**Input data:**
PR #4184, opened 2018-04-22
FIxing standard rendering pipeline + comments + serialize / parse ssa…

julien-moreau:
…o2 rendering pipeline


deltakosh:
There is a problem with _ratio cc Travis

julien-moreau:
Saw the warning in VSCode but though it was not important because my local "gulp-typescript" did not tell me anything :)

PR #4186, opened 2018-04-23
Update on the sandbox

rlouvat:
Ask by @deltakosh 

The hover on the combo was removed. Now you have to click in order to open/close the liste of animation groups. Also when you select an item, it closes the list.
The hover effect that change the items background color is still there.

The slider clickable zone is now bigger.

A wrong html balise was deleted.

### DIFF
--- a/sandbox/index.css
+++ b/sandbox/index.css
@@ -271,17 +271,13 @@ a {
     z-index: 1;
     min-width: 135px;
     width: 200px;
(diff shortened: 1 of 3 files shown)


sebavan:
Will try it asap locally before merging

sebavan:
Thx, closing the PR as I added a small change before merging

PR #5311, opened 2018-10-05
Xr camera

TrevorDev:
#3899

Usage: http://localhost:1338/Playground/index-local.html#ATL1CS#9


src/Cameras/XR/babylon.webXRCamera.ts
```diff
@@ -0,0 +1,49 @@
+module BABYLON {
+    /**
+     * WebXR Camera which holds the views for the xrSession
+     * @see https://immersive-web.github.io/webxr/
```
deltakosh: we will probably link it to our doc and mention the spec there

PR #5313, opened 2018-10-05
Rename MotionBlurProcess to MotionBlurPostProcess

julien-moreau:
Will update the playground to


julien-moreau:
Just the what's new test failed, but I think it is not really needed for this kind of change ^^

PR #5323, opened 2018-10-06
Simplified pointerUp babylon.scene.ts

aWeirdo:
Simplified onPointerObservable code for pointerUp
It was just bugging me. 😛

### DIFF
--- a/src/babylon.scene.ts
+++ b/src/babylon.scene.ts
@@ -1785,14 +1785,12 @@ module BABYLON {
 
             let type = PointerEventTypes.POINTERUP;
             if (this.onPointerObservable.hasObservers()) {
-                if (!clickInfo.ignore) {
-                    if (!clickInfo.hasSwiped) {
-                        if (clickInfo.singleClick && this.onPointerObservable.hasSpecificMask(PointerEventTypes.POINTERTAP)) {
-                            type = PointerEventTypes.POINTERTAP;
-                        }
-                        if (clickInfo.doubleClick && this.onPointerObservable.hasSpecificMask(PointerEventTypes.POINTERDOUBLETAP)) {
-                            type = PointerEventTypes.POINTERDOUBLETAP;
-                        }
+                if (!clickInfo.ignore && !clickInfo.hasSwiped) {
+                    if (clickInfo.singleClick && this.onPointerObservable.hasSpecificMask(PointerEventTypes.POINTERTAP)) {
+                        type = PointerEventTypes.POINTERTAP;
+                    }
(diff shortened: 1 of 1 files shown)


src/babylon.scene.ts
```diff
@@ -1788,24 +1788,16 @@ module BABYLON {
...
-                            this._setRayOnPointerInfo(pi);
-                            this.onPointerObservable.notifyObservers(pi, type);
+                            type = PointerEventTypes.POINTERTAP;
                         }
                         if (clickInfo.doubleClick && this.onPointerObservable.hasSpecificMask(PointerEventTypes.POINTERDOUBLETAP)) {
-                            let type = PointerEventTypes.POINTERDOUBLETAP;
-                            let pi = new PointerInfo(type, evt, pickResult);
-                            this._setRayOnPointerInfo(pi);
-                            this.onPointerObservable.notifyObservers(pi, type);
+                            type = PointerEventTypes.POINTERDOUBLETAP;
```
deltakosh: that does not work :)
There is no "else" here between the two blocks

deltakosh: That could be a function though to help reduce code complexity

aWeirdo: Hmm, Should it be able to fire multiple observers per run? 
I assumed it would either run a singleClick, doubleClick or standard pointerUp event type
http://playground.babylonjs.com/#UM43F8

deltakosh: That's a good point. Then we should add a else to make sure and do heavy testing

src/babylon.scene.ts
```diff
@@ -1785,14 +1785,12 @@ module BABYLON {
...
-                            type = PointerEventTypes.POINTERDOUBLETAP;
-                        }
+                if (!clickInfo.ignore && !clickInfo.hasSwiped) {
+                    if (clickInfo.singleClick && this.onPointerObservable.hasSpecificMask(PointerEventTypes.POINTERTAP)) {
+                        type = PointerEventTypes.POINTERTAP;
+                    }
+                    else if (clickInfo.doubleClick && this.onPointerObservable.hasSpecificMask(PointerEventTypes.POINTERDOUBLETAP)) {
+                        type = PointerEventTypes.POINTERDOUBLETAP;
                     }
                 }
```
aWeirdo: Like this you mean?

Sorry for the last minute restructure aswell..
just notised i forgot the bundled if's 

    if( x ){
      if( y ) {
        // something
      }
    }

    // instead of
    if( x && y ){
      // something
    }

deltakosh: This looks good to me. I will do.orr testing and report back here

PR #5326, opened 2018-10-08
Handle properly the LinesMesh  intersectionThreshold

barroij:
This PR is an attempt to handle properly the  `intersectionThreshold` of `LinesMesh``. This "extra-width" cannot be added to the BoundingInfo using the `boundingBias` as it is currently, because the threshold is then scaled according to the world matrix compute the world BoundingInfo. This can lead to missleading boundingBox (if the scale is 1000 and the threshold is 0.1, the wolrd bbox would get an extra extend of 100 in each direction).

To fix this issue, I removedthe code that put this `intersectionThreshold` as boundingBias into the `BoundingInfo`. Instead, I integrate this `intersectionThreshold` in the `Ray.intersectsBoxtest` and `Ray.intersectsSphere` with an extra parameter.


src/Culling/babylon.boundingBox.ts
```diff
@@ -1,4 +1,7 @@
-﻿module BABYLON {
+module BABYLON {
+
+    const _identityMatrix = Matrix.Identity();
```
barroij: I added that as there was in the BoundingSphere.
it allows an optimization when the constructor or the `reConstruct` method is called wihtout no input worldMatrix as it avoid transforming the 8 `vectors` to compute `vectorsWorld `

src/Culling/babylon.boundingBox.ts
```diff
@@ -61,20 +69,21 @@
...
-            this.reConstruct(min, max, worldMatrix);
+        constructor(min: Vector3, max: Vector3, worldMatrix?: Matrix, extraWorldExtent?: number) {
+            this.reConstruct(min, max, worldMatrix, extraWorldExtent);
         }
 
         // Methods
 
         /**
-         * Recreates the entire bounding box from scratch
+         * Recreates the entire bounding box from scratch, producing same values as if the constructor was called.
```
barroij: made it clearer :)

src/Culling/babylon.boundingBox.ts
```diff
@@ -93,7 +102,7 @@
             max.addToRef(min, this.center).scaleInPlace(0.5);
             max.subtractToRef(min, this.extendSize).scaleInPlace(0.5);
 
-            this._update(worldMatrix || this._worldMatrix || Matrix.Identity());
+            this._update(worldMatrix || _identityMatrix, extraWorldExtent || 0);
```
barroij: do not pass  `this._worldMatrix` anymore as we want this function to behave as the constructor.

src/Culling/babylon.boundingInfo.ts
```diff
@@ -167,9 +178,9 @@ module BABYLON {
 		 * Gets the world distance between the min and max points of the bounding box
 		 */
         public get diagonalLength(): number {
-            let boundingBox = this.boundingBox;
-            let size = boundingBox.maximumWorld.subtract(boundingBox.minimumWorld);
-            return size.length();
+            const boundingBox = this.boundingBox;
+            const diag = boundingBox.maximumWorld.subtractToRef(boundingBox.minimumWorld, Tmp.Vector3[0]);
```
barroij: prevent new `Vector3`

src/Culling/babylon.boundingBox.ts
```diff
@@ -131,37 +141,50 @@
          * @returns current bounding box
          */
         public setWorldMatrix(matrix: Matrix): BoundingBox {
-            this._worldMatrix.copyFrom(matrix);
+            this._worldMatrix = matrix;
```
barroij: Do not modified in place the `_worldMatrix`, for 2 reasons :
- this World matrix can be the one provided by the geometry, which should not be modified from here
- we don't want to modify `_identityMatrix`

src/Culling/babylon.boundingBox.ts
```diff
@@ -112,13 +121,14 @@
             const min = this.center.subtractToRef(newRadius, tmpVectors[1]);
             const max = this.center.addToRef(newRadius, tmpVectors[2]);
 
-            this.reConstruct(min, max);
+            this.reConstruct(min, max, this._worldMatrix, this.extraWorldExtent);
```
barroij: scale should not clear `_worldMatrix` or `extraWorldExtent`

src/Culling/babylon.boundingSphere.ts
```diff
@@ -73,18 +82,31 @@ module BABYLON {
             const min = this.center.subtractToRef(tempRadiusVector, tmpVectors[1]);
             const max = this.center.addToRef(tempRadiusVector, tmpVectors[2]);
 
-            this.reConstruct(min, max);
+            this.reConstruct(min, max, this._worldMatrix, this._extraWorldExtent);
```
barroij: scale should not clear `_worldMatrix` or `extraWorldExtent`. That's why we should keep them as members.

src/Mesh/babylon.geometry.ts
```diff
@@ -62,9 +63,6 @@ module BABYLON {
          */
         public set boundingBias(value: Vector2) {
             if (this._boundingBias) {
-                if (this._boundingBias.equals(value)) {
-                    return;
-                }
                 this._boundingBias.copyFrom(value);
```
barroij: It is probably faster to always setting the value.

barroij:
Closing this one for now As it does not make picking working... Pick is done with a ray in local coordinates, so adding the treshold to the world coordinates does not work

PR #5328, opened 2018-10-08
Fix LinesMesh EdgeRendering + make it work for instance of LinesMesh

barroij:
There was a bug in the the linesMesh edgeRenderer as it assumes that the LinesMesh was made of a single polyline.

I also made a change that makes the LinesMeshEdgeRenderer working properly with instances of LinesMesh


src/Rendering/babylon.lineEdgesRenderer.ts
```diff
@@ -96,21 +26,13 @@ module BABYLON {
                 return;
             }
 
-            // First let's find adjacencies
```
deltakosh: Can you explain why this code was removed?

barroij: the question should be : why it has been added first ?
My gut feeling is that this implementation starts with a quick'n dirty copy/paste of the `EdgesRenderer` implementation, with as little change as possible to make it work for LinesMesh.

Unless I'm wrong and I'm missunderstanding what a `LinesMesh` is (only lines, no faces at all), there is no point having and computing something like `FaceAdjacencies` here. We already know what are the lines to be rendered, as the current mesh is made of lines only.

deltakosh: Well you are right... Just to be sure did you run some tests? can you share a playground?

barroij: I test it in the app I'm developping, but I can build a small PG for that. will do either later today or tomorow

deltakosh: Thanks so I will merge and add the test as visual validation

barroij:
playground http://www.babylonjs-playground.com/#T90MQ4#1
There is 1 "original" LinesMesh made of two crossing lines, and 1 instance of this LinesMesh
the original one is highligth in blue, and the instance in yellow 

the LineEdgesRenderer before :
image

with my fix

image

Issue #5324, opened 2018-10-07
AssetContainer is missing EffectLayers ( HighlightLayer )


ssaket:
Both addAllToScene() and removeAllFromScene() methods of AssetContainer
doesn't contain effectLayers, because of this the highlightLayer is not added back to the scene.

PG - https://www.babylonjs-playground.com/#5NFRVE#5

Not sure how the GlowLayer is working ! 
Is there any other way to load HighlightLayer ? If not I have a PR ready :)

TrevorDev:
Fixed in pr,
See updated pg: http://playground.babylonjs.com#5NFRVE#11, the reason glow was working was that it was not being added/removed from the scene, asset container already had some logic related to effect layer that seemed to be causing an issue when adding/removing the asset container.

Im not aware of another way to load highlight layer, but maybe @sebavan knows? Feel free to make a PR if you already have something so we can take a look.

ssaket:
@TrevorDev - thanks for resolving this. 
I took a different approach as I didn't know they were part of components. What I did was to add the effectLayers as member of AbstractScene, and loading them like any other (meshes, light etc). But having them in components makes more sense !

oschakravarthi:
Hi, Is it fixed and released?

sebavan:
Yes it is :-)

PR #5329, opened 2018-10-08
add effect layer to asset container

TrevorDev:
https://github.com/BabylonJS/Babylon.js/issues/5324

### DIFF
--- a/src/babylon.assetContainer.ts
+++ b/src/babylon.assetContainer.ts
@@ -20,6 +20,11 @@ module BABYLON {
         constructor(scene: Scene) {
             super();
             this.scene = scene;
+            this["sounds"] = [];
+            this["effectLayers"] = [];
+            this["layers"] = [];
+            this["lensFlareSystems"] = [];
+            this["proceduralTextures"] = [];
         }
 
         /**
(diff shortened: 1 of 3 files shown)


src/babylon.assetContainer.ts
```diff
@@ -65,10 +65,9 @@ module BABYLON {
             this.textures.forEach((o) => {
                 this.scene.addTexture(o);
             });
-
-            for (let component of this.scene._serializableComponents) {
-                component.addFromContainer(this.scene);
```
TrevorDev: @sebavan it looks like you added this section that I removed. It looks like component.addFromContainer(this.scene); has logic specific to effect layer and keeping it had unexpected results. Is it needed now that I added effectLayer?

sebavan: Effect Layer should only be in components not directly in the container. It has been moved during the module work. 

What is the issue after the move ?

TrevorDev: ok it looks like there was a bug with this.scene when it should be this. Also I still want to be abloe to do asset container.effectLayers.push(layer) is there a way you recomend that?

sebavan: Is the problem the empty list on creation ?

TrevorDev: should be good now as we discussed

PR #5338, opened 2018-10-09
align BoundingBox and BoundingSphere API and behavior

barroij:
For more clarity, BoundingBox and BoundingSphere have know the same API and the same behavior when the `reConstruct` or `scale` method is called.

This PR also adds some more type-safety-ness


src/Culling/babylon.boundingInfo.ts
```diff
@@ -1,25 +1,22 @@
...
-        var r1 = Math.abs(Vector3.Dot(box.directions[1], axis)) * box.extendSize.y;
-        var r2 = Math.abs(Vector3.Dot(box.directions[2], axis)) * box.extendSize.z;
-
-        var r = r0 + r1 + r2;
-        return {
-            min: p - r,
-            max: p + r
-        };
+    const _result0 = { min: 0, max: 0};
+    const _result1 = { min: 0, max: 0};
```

**What you should do:** Each line of the material that has the word "geometry" belongs in the answer.

**Solution to the exercise:**
- this World matrix can be the one provided by the geometry, which should not be modified from here
src/Mesh/babylon.geometry.ts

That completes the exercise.